(Data to process):

PR #2538, opened 2023-08-10
GraphQL over HTTP client integration

jamescrosswell:
# Summary

To auto-instrument GraphQL, there are two separate packages we're looking at supporting (initially):
1. [GraphQL .NET](https://github.com/graphql-dotnet/graphql-dotnet) (for building GraphQL servers)
2. [GraphQL Client](https://github.com/graphql-dotnet/graphql-client) (for building GraphQL clients)

This pull requests enables an integration with GraphQL Client.

### Requirements

- [GraphQL Client Integrations](https://develop.sentry.dev/sdk/features/#graphql-client-integrations)
- [GraphQL Performance](https://develop.sentry.dev/sdk/features/#client)
- [Example implementation for Appolo3](https://docs.sentry.io/platforms/android/configuration/integrations/apollo3/#graphql-client-errors)

## Overview 

[graphql-client](https://github.com/graphql-dotnet/graphql-client) doesn't include any OpenTelemetry instrumentation so we've created a `SentryGraphQLHttpMessageHandler` and  `SentryGraphQLFailedRequestHandler` to instrument this.

`graphql-client` implements [GraphQL over HTTP](https://github.com/graphql/graphql-over-http) so we shouldn't need to take any dependencies on the `graphql-client` nuget packages... we've done everything using standard JSON serializers.

[See here](https://sentry-sdks.sentry.io/issues/4392798909/?project=5428537&query=is%3Aunresolved&referrer=issue-stream&statsPeriod=1h&stream_index=0) for an example of a trace/transaction with a GraphQL Error.

#### Limitations:
- GraphQL messages can be passed over Websockets and we still have to work out what to do in that case. This PR is limited to support for GraphQL over HTTP.

## Example

graphql-client-errors


CHANGELOG.md
```diff
@@ -1,12 +1,19 @@
...
+- Graphql client ([#2538](https://github.com/getsentry/sentry-dotnet/pull/2538))
+
 ## 3.35.0
 
 ### Features
 
 - Distributed tracing now works independently of the performance feature. This allows you to connect errors to other Sentry instrumented applications ([#2493](https://github.com/getsentry/sentry-dotnet/pull/2493))
 - Added Sampling Decision to Trace Envelope Header ([#2495](https://github.com/getsentry/sentry-dotnet/pull/2495))
 - Add MinimumEventLevel to Sentry.Log4Net and convert events below it to breadcrumbs ([#2505](https://github.com/getsentry/sentry-dotnet/pull/2505))
+- GraphQL Integration ([#2526](https://github.com/getsentry/sentry-dotnet/pull/2526))
```
bitsandfoxes, line 16:
```suggestion
```

jamescrosswell:
@bitsandfoxes the [expected features](https://develop.sentry.dev/sdk/features/#graphql-client-integrations) contain the following guidance:

image

That requires the addition of two properties:
- `string? Sentry.Request.ApiTarget`
- `object? Sentry.Response.Data`

Both `Request` and `Response` are `public sealed`... so I'm wondering if this is a breaking change. Reading through [how Microsoft deal with .NET API changes](https://learn.microsoft.com/en-gb/dotnet/core/compatibility/library-change-rules), curiously there's no mention of "adding a member to a public class". There are multiple references to adding abstract members, but nothing about vanilla members. 

I'll build the functionality in for the time being but would be good to understand if this is a binary compatible change.

test/Sentry.Tests/ApiApprovalTests.Run.Core3_1.verified.txt
```diff
@@ -1623,6 +1635,7 @@ namespace Sentry.Protocol
         public Response() { }
         public long? BodySize { get; set; }
         public string? Cookies { get; set; }
+        public object? Data { get; set; }
```
jamescrosswell, line 1638: @bitsandfoxes let me know if we can do this...

test/Sentry.Tests/ApiApprovalTests.Run.Core3_1.verified.txt
```diff
@@ -404,6 +404,7 @@ namespace Sentry
     public sealed class Request : Sentry.IJsonSerializable
     {
         public Request() { }
+        public string? ApiTarget { get; set; }
```
jamescrosswell, line 407: @bitsandfoxes let me know if we can do this...

jamescrosswell:
graphql-client-errors

src/Sentry/Internal/ObjectExtensions.cs
```diff
@@ -0,0 +1,41 @@
...
+{
+    private static ConditionalWeakTable<object, Dictionary<string, object?>> Map { get; } = new();
+
+    private static Dictionary<string, object?> AssociatedProperties(this object source) =>
+        Map.GetValue(source, _ => new Dictionary<string, object?>());
+
+    internal static void SetFused(this object source, string propertyName, object? value) =>
+        AssociatedProperties(source)[propertyName] = value;
+
+    internal static void SetFused<T>(this object source, T value)
```
bitsandfoxes, line 18:
```suggestion
    public static void SetFused<T>(this object source, T value)
```
The setter and getter are supposed to be used, right? And the `internal Fused` is for testing?

src/Sentry/Internal/ObjectExtensions.cs
```diff
@@ -0,0 +1,41 @@
...
+    {
+        var propertyName = typeof(T).Name;
+        source.AssociatedProperties()[propertyName] = value;
+    }
+
+    internal static T? GetFused<T>(this object source, string? propertyName = null)
```
bitsandfoxes, line 24:
```suggestion
    public static T? GetFused<T>(this object source, string? propertyName = null)
```

src/Sentry.GraphQl/SentryGraphQlHttpFailedRequestHandler.cs
```diff
@@ -0,0 +1,93 @@
...
+    internal SentryGraphQlHttpFailedRequestHandler(IHub hub, SentryOptions options, GraphQlContentExtractor? extractor = null)
+        : base(hub, options)
+    {
+        _hub = hub;
+        _options = options;
+        _extractor = extractor ?? new GraphQlContentExtractor(options);
+        _httpFailedRequestHandler = new SentryHttpFailedRequestHandler(hub, options);
+    }
+
+    private static readonly Regex ErrorsRegex = new ("(?i)\"errors\"\\s*:\\s*\\[", RegexOptions.Compiled);
```
bitsandfoxes, line 20: Should that get used somewhere?

src/Sentry.GraphQl/SentryGraphQlHttpFailedRequestHandler.cs
```diff
@@ -0,0 +1,93 @@
...
+
+internal class SentryGraphQlHttpFailedRequestHandler : SentryFailedRequestHandler
+{
+    private readonly IHub _hub;
+    private readonly SentryOptions _options;
+    private readonly GraphQlContentExtractor _extractor;
+    internal const string MechanismType = "SentryGraphQLHttpFailedRequestHandler";
+    private readonly SentryHttpFailedRequestHandler _httpFailedRequestHandler;
+
+    internal SentryGraphQlHttpFailedRequestHandler(IHub hub, SentryOptions options, GraphQlContentExtractor? extractor = null)
```
bitsandfoxes, line 11:
```suggestion
    public SentryGraphQlHttpFailedRequestHandler(IHub hub, SentryOptions options, GraphQlContentExtractor? extractor = null)
```
That's the constructor to be used, right?

src/Sentry.GraphQl/SentryGraphQlHttpFailedRequestHandler.cs
```diff
@@ -0,0 +1,93 @@
...
+
+            @event.Request = sentryRequest;
+            @event.Contexts[Response.Type] = responseContext;
+            if (requestContent is not null)
+            {
+                @event.Fingerprint = new[]
+                {
+                    requestContent.OperationNameOrFallback(),
+                    requestContent.OperationTypeOrFallback(),
+                    ((int)response.StatusCode).ToString()
```
bitsandfoxes, line 87:
```suggestion
                    response.StatusCode.ToString()
```
I don't think we need to cast the enum first?

src/Sentry/SentryHttpFailedRequestHandler.cs
```diff
@@ -0,0 +1,79 @@
+using Sentry.Internal;
+using Sentry.Protocol;
+
+namespace Sentry;
+
+internal class SentryHttpFailedRequestHandler : SentryFailedRequestHandler
+{
+    public const string MechanismType = "SentryHttpFailedRequestHandler";
+
+    internal SentryHttpFailedRequestHandler(IHub hub, SentryOptions options)
```
bitsandfoxes, line 10:
```suggestion
    public SentryHttpFailedRequestHandler(IHub hub, SentryOptions options)
```

src/Sentry.GraphQl/GraphQlContentExtractor.cs
```diff
@@ -0,0 +1,90 @@
...
+
+        Stream contentStream;
+        try
+        {
+            await content.LoadIntoBufferAsync().ConfigureAwait(false);
+            contentStream = await content.ReadAsStreamAsync().ConfigureAwait(false);
+        }
+        catch (Exception exception)
+        {
+            _options?.LogDebug($"Unable to read GraphQL content stream: {exception.Message}");
```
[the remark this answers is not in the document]
jamescrosswell: I think the GraphQL library itself will throw an exception if the content is unacceptable. Initially I had this code here before I'd added the call to:
```
await content.LoadIntoBufferAsync().ConfigureAwait(false);
```

You'd get an exception here if some other middleware was configured that wasn't being a good citizen and wasn't calling `LoadIntoBufferAsync` (which enables the buffer content to be read multiple times - if you don't call this then the content stream gets closed/disposed after whichever middleware calls `ReadToEndAsync` first and then all the other middlewares that want to read the content stream fall over.

Admittedly in that scenario the GraphQL client will fall over as well. For people who don't understand what's going on, it's probably best they don't think Sentry has broken their application though (instead, the GraphQL library will throw an exception whenever they're using that other middleware, which is actually the culprit).

src/Sentry.GraphQl/GraphQlContentExtractor.cs
```diff
@@ -0,0 +1,90 @@
...
+        }
+
+        var originalPosition = (contentStream.CanSeek) ? contentStream.Position : 0;
+        try
+        {
+            TrySeek(contentStream, 0);
+            // https://github.com/dotnet/corefx/blob/master/src/Common/src/CoreLib/System/IO/StreamReader.cs#L186
+            // Default parameters other than 'leaveOpen'
+            using var reader = new StreamReader(contentStream, Encoding.UTF8, true,
+                1024, leaveOpen: true);
```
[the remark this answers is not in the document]
jamescrosswell: I copied this from [`DefaultRequestPayloadExtractor`](https://github.com/getsentry/sentry-dotnet/blob/d4dda091cd4bc957d2b5f582fd3b3e83f9b157ab/src/Sentry/Extensibility/DefaultRequestPayloadExtractor.cs#L24).

We could maybe pull it out to a StreamPayloadExtractor helper that both classes use? That might be a good idea in fact, since I've already improved it by adding the call to `LoadIntoBufferAsync`.

src/Sentry.GraphQl/GraphQlContentExtractor.cs
```diff
@@ -0,0 +1,90 @@
...
+            return reader.ReadToEndAsync().GetAwaiter().GetResult();
+        }
+        catch (Exception exception)
+        {
+            _options?.LogDebug($"Unable to extract GraphQL content: {exception.Message}");
+            return null;
+        }
+        finally
+        {
+            TrySeek(contentStream, originalPosition);
```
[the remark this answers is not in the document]
jamescrosswell: Again, I copied/tweaked this from the `DefaultRequestPayloadExtractor`. My best guess is that by resetting the position to it's original position once we're done (most likely zero) we wouldn't break anything that **_assumes_** the position won't have been changed.

src/Sentry.GraphQl/SentryGraphQlHttpFailedRequestHandler.cs
jamescrosswell: Ah no... that was from the requirements but we're using the functionality on JsonElement to see if there is an `errors` property present (seemed cleaner to me). I'll get rid of the regex.

src/Sentry.GraphQl/SentryGraphQlHttpFailedRequestHandler.cs
jamescrosswell: It is, but the only place it would ever get used is in the internal constructor for [`SentryGraphQlHttpMessageHandler`](https://github.com/getsentry/sentry-dotnet/blob/ef28a1a82856f767ae667de25d02b60eac91210b/src/Sentry.GraphQl/SentryGraphQlHttpMessageHandler.cs#L34), which is basically just there for testings. 

We don't presently allow SDK users to pass in their own failed request handler to our message handlers.

One reason for keeping the failed request handlers separate from the message handlers themselves (since they might look, at first glance, tightly coupled) is that they are a bit more composable this way... and you can see I've actually used that composability [here](https://github.com/getsentry/sentry-dotnet/blob/ef28a1a82856f767ae667de25d02b60eac91210b/src/Sentry.GraphQl/SentryGraphQlHttpFailedRequestHandler.cs#L36). If the `GraphQLFailedRequestHandler` doesn't find any graphql specific errors in the response content, it passes the response for processing by the `SentryHttpFailedRequestHandler` to check if we received a status code that would indicate some other kind of failure (e.g. a 500 internal server error).

src/Sentry.GraphQl/SentryGraphQlHttpFailedRequestHandler.cs
```diff
@@ -0,0 +1,93 @@
...
+
+    protected internal override void DoEnsureSuccessfulResponse([NotNull]HttpRequestMessage request, [NotNull]HttpResponseMessage response)
+    {
+        JsonElement? json = null;
+        try
+        {
+            json = _extractor.ExtractResponseContentAsync(response).Result;
+            if (json is { } jsonElement)
+            {
+                if (jsonElement.TryGetProperty("errors", out var errorsElement))
```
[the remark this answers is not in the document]
jamescrosswell: That gets returned by the GraphQL Server... it's part of the GraphQL protocol. You can see it in the Response.Data context in the screenshot above and the server uses it to communicate some problems with the graphql. Although it was syntactically valid GraphQL (I think the client could pick up on most errors like that before sending anything through to the server) the field `test` was not a valid field for a Notes query so the server didn't know how to serve it up.

Unlike REST, GraphQL wasn't built specifically to sit on top of HTTP so it doesn't rely on HTTP Status codes to communicate error states... it puts that stuff in the payload instead.

One question I had actually is whether we wanted to use the GraphQL Error message as the description for the event in the case of an error, since this is probably more informative than showing 'Sentry.GraphQL.SentryGraphQLHttpFailedRequestException`.

And that triggers another question, which is what we should do if there are multiple errors communicated by the GraphQL Server in the payload? Currently we capture a single exception... which I think makes sense (one request, one stack trace, one exception). What would we use as the description of the error if there were multiple exceptions though? We could generate some kind of Aggregate exception in this case (`SentryGraphQLHttpFailedRequestException` is our own fabricated exception in any case). 

And that triggers yet another question: I noticed `SentryGraphQLHttpFailedRequestException` is the only custom exception in the whole solution... which makes me nervous. Do we have a reason for avoiding our own exception types? Is there some other way preferred way to handle this?

src/Sentry/SentryHttpFailedRequestHandler.cs
jamescrosswell: That one [was/is internal in our main branch as well](https://github.com/getsentry/sentry-dotnet/blob/d4dda091cd4bc957d2b5f582fd3b3e83f9b157ab/src/Sentry/SentryFailedRequestHandler.cs#L12).

In `SentryOptions` people can configure `CaptureFailedRequests`, `FailedRequestStatusCodes` and `FailedRequestTargets` but we don't (yet) provide a mechanism for people to bring their own implementation of `ISentryFailedRequestHandler`. I think if we do that, it should be part of a separate PR... but I'm not sure if we want to or not.

src/Sentry.GraphQl/GraphQlContentExtractor.cs
```diff
@@ -0,0 +1,90 @@
+namespace Sentry.GraphQl;
```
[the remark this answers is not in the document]
jamescrosswell: Done.

src/Sentry.GraphQl/GraphQlContentExtractor.cs
```diff
@@ -0,0 +1,90 @@
...
+
+/// <summary>
+/// Helper class to extract the content from GraphQL requests and responses
+/// </summary>
+internal class GraphQlContentExtractor
+{
+    private readonly SentryOptions? _options;
```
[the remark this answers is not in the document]
jamescrosswell: Thanks, that looks heaps better 👍🏻

samples/Sentry.Samples.GraphQL.Server/Program.cs
```diff
@@ -0,0 +1,119 @@
...
+
+        builder.Services.AddOpenTelemetry()
+            .WithTracing(tracerProviderBuilder =>
+                tracerProviderBuilder
+                    .AddSource(Telemetry.ActivitySource.Name)
+                    .ConfigureResource(resource => resource.AddService(Telemetry.ServiceName))
+                    .AddAspNetCoreInstrumentation()
+                    .AddHttpClientInstrumentation()
+                    .AddSentry()
+                ); // <-- Configure OpenTelemetry to send traces to Sentry
```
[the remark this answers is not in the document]
jamescrosswell: Nice catch!

samples/Sentry.Samples.GraphQL/Sentry.Samples.GraphQL.csproj
```diff
@@ -0,0 +1,17 @@
...
+    </PropertyGroup>
+
+    <ItemGroup>
+      <PackageReference Include="GraphQL" Version="7.5.0" />
+      <PackageReference Include="GraphQL.DataLoader" Version="7.5.0" />
+      <PackageReference Include="GraphQL.MemoryCache" Version="7.5.0" />
+      <PackageReference Include="GraphQL.SystemTextJson" Version="7.5.0" />
+    </ItemGroup>
+
+</Project>
```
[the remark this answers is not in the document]
jamescrosswell: It is not... I'll delete it 👍🏻

src/Sentry.GraphQl/SentryGraphQlHttpMessageHandler.cs
```diff
@@ -0,0 +1,105 @@
...
+        var breadcrumbData = new Dictionary<string, string>
+        {
+            {"url", url},
+            {"method", method},
+            {"status_code", ((int) response.StatusCode).ToString()}
+        };
+        AddIfExists(breadcrumbData, "request_body_size", response.RequestMessage?.Content?.Headers.ContentLength?.ToString());
+        AddIfExists(breadcrumbData, "response_body_size", response.Content.Headers.ContentLength?.ToString());
+        AddIfExists(breadcrumbData, "operation_name", graphqlInfo?.OperationName); // The GraphQL operation name
+        AddIfExists(breadcrumbData, "operation_type", graphqlInfo?.OperationType); // i.e. `query`, `mutation`, `subscription`
```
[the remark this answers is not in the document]
jamescrosswell: Can do 👍🏻

src/Sentry/Internal/ObjectExtensions.cs
jamescrosswell: We could get rid of the `Fused` extension... I'd copied that over [from here](https://github.com/mentaldesk/fuse) (I was looking for an excuse to build/publish a nuget package from scratch, so that I could better learn all the moving parts of Sentry's CI process).

src/Sentry.GraphQl/GraphQlContentExtractor.cs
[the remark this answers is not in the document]
jamescrosswell: Ah, in fact that doesn't work. `LoadIntoBufferAsync` only exists on the `HttpContent` type (and the `DefaultRequestPayloadExtractor` is operating on the `Request.Body`, which is of type `Stream?`). 

It might be best to leave them separate as `GraphQlContentExtractor` can then return an async Task (and hopefully save some memory rather than read the whole string onto the stack before returning). I'll update that now.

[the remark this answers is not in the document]
jamescrosswell: To answer your original question though, I'm not sure why 1024. The default buffer size for StreamReader is 128 so we could just go with that. We have no way of knowing how big people's GraphQL requests are going to be or what an appropriate buffer size would be, so maybe we just run with the default.

src/Sentry.GraphQl/SentryGraphQlHttpMessageHandler.cs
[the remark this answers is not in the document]
jamescrosswell: Actually, that doesn't look great in the case of breadcrumbs. If the user hasn't specified an operation name, it's confusing to see something arbitrary like `graphql`... I think it makes sense for the Fingerprint but it doesn't really work for the Breadcrumbs.

For example, the breadcrumb below relates to this query (which doesn't have a query name):
```
{ test { id } }
```

Our breadcrumb suggests the actual query that was sent through is this:
```
query graphql { test { id } }
```

image

test/Sentry.Tests/ApiApprovalTests.Run.Core3_1.verified.txt
bitsandfoxes: I'm quoting @bruno-garcia here: Adding optional fields to a class is not a breaking change. Adding it to an interface would be.

src/Sentry/Internal/ObjectExtensions.cs
bitsandfoxes: That's a super nifty little library!

src/Sentry.GraphQl/SentryGraphQlHttpFailedRequestHandler.cs
bitsandfoxes: TIL. Thanks!

bitsandfoxes (approved):
This looks great!
I'm just going to drop a couple of follow-ups here:
- Custom sentry-exceptions for GraphQL errors. I think that's fine. We might want to think about the naming. `Sentry.SentryGraphQLHttpFailedRequestException` is quite the mouthful on the actual event
- Putting the error details in the exception instead of `"GraphQL Error"` would improve the way the event is displayed on Sentry
- Aggregating GraphQL errors. As you mentioned, going with the first error as the description sounds reasonable to me.
- We could capture the full request from Request.Data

(Exercise):
Each line in which the string "stack" is found must be copied from the data.

(Result of the exercise):
And that triggers another question, which is what we should do if there are multiple errors communicated by the GraphQL Server in the payload? Currently we capture a single exception... which I think makes sense (one request, one stack trace, one exception). What would we use as the description of the error if there were multiple exceptions though? We could generate some kind of Aggregate exception in this case (`SentryGraphQLHttpFailedRequestException` is our own fabricated exception in any case). 
It might be best to leave them separate as `GraphQlContentExtractor` can then return an async Task (and hopefully save some memory rather than read the whole string onto the stack before returning). I'll update that now.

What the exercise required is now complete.